Work required —
Please return every line in the entries below with the word "moment" in it.

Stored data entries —
============

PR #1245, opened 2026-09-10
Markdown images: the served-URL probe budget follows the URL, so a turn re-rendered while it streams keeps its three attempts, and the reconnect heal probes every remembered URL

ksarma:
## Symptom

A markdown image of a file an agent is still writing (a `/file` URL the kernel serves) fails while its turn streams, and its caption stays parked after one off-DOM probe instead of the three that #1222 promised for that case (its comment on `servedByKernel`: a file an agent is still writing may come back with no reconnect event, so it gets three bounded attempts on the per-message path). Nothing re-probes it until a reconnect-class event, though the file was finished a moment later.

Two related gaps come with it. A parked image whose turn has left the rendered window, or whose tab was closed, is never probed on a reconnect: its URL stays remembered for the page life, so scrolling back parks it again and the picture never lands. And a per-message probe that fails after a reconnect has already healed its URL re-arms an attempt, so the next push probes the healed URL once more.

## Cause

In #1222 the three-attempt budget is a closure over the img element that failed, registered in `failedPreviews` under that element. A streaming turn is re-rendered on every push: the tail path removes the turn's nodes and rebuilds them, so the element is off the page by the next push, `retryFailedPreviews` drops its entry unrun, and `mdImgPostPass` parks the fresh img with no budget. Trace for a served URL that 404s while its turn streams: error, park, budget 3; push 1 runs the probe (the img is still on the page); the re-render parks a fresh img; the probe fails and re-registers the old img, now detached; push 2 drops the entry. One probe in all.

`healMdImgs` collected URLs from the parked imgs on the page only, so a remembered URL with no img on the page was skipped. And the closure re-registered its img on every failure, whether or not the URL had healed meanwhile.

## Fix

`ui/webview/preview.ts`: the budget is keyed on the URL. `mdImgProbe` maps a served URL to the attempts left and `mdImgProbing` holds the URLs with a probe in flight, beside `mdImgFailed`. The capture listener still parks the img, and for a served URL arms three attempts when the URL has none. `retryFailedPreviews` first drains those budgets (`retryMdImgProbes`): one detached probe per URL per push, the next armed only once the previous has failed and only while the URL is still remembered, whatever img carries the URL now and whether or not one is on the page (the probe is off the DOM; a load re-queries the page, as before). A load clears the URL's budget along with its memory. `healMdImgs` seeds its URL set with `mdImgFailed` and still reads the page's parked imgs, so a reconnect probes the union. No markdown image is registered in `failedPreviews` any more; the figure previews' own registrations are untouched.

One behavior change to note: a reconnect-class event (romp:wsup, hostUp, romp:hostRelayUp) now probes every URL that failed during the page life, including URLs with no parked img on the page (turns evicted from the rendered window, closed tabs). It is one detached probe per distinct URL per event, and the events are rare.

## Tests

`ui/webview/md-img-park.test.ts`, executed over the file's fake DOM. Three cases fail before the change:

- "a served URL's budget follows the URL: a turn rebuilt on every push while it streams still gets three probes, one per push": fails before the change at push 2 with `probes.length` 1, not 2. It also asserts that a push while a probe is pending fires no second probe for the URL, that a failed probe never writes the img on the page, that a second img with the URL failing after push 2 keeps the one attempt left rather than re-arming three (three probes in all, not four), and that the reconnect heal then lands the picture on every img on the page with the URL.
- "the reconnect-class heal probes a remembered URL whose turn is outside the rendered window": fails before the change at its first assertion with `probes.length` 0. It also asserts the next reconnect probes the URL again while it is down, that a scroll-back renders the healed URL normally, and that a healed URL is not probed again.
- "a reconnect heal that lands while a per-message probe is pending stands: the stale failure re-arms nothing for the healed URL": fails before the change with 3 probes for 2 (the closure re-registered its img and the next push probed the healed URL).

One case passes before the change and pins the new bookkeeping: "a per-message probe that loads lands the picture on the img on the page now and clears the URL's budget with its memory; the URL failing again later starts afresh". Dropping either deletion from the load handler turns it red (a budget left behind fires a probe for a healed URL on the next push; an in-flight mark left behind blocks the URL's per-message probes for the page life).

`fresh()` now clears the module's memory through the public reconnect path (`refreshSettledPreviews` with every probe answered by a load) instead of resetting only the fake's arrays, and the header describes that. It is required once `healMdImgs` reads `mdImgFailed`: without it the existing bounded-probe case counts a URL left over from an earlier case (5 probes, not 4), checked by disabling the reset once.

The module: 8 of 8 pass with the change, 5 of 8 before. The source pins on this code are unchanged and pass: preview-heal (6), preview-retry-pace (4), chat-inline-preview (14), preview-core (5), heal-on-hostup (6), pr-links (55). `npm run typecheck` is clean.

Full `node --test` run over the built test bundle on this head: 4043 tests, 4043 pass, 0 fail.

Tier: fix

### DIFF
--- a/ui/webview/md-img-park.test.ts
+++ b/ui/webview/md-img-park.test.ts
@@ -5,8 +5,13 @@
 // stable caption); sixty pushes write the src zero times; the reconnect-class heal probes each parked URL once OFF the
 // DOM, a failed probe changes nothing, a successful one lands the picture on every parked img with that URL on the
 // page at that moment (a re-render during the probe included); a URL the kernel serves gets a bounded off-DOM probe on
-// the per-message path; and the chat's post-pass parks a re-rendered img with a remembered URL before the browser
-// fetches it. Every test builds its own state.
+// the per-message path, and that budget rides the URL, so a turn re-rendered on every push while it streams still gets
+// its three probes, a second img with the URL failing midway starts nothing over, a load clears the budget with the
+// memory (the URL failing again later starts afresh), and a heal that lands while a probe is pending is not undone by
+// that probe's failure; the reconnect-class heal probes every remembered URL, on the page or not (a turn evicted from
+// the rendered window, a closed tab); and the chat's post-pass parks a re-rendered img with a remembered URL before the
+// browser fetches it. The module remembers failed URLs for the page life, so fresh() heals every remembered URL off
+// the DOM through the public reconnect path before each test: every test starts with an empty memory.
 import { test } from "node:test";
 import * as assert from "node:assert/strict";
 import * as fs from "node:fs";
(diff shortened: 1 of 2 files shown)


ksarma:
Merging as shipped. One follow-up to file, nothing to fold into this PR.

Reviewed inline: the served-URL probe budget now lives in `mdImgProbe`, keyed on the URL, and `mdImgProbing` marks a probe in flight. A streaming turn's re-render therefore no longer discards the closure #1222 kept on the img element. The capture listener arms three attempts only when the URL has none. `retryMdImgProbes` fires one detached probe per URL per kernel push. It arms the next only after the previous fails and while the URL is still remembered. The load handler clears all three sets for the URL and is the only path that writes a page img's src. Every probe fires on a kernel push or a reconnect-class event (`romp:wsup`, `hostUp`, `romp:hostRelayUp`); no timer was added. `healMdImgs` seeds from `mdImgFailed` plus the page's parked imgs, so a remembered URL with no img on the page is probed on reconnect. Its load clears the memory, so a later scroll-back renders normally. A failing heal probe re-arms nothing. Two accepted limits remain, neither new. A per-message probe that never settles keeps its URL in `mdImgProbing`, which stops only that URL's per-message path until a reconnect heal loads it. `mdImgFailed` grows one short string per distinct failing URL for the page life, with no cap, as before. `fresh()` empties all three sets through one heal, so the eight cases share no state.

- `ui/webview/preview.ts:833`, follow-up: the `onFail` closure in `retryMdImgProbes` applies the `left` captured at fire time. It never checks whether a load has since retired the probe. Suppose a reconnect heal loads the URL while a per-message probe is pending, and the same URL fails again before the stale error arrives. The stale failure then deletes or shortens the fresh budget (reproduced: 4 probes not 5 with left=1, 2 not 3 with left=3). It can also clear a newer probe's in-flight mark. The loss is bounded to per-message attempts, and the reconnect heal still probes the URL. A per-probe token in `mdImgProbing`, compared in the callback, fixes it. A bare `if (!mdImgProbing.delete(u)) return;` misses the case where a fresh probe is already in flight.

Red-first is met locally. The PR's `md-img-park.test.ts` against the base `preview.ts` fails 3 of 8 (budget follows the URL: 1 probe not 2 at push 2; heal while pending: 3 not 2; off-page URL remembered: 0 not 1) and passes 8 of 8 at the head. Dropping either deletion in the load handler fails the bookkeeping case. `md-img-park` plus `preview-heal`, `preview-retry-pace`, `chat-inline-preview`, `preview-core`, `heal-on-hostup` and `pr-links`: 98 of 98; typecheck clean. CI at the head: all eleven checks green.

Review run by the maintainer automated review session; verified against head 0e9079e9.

============

Answer space —
A markdown image of a file an agent is still writing (a `/file` URL the kernel serves) fails while its turn streams, and its caption stays parked after one off-DOM probe instead of the three that #1222 promised for that case (its comment on `servedByKernel`: a file an agent is still writing may come back with no reconnect event, so it gets three bounded attempts on the per-message path). Nothing re-probes it until a reconnect-class event, though the file was finished a moment later.
 // page at that moment (a re-render during the probe included); a URL the kernel serves gets a bounded off-DOM probe on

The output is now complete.